Many people will come to Bolivia and tell you that they ate all the street food and were fine. Others will have bad experiences. From giardia in river water to salmonella in the chicken there are many sources of food poisoning in Bolivia.
The good news is that Bolivians live with the added risks of food poisoning every day and know exactly how to prepare your food to avoid problems. If you do have problems you can get tested at a nearby laboratory or hospital or health centre.
Drinking tap water in Bolivia is generally not advised. Some locals will tell you it’s fine every now and then and that may be the case for them who’s bodies are used to it.
Most Bolivians prefer to boil their tap water for about 1 minute and then let it cool until it is cold enough to drink. In my experience this is fine but if you are having stomach problems then I would definitely recommend drinking bottled water for a few days until you get over it.

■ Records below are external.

PR #2013, opened 2026-09-03
fix skip-recounting.yml to actually assert recounting is skipped

### LINKED ISSUE #1991: `skip-recounting.yml` does not test that recounting is skipped
`judges/dimensions-of-terrain/skip-recounting.yml` sets `TODAY` to 2024-03-03T01:01 and seeds a fact dated 2024-03-03T00:00, so the query in `dimensions-of-terrain.rb:20-24` finds it and no new fact is inserted. The single expectation is `/fb[count(f)=1]`.

That is not what the file is named after. The seeded fact carries only `what` and `when`, so `Jp.incremate` runs over it and collects all ten totals; nothing about recounting is skipped, and the test would pass unchanged if every metric were recomputed on every run. It proves one thing — no duplicate fact — and its name promises another.

Seeding the fact with a couple of totals already on it and expecting those values to be unchanged would test what the name says; alternatively the file should be renamed to match the assertion it actually makes.

@yegor256 please take a look.

Thayorns:
The skip-recounting.yml fixture seeded a fact with only what/when, so Jp.incremate collected every total metric on the first run and the single expectation (/fb[count(f)=1]) only proved that no duplicate fact got inserted, not that recounting was skipped. The test would pass unchanged even if every metric were recomputed on every run.

Seeded the fact with total_commits and total_stars already set, and now assert those values stay unchanged, that total_forks (the sibling key produced by the same total_stars.rb collector) stays unset since that file never re-runs, and that total_files, which wasn't pre-seeded, still gets collected normally.

Closes #1991

### DIFF
--- a/judges/dimensions-of-terrain/skip-recounting.yml
+++ b/judges/dimensions-of-terrain/skip-recounting.yml
@@ -11,5 +11,11 @@ input:
     _id: 42
     what: dimensions-of-terrain
     when: 2024-03-03T00:00:00
+    total_commits: 777
+    total_stars: 555
 expected:
   - /fb[count(f)=1]
+  - /fb/f[total_commits=777]
+  - /fb/f[total_stars=555]
+  - /fb/f[not(total_forks)]
+  - /fb/f[total_files]


Thayorns:

yegor256:
Thanks, this makes the fixture actually assert that recounting is skipped rather than just checking fact count. CI is green.

@rultor merge

---

Thayorns:

yegor256:
Right, the old fixture only proved no duplicate fact was inserted, not that skip-recounting actually skips recounting. Seeding real values and asserting they're untouched, plus asserting the sibling key stays unset and the unseeded metric still gets collected, is a much better test of what the file is named for. Merged.

---

0crat:
@thayorns Thanks for the contribution! You've earned +20 points for this: +24 as a basis; -4 for too few (6) hits-of-code. Please, [keep](https://www.yegor256.com/2018/03/06/speed-vs-quality.html) them coming. Your running score is [+1664](https://zerocracy.github.io/judges-action/zerocracy-vitals.html); don't forget to check your [Zerocracy account](https://www.zerocracy.com/) too).

PR #2014, opened 2026-09-03
Pin expected totals in dimensions-of-terrain measure-all.yml

### LINKED ISSUE #1992: `measure-all.yml` asserts that the totals exist, never what they are
All ten expectations in `judges/dimensions-of-terrain/measure-all.yml:15-24` have the shape `/fb/f[total_repositories]`, which is satisfied by a fact that carries the property at all. The judge runs against the fake Octokit and the fake GraphQL client, both of which return fixed, known numbers, so the values are perfectly assertable.

Because nothing checks them, the all-zero facts reported in #1206 would have passed every one of these expectations, and so would any future regression that writes a zero instead of a measurement — which is exactly the failure mode this judge keeps hitting.

Pinning the expected numbers, `/fb/f[total_repositories=1]` and so on for the ten totals, turns the file into a test of the arithmetic rather than a test of the property names.

@yegor256 please take a look.

Thayorns:
All ten totals asserted in judges/dimensions-of-terrain/measure-all.yml only checked that a property existed, not what it held. Since the judge runs against the fake Octokit and fake GraphQL clients, which return fixed numbers for the test repository, those numbers can be pinned exactly.

The expectations now read `/fb/f[total_repositories=1]` and so on for all ten totals, so a regression that reports zero (or any other wrong number) fails the test instead of passing it silently.

Closes #1992


Thayorns:

yegor256:
Thanks, pinning the expected totals makes this a real regression test instead of just an existence check. CI is green.

@rultor merge

---

Thayorns:

yegor256:
Good tightening — checking only for existence let a regression that zeroes out a total pass silently. Pinning exact values against the fake clients closes that gap. Merged.

---

0crat:
@thayorns Thanks for the contribution! You've earned +20 points for this: +24 as a basis; -4 for too few (20) hits-of-code. Please, [keep](https://www.yegor256.com/2018/03/06/speed-vs-quality.html) them coming. Your running score is [+1684](https://zerocracy.github.io/judges-action/zerocracy-vitals.html); don't forget to check your [Zerocracy account](https://www.zerocracy.com/) too).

Most restaurants offer a refresco, fruit juice and water, drink. While a lot of restaurants use , you can’t guarantee this process. I personally have had no issues with the refresco in Bolivia and I would recommend it to anyone travelling here to try all the different fruit drinks you can. However, if you have a sensitive stomach then maybe you would be better with a hot tea or something from a bottle.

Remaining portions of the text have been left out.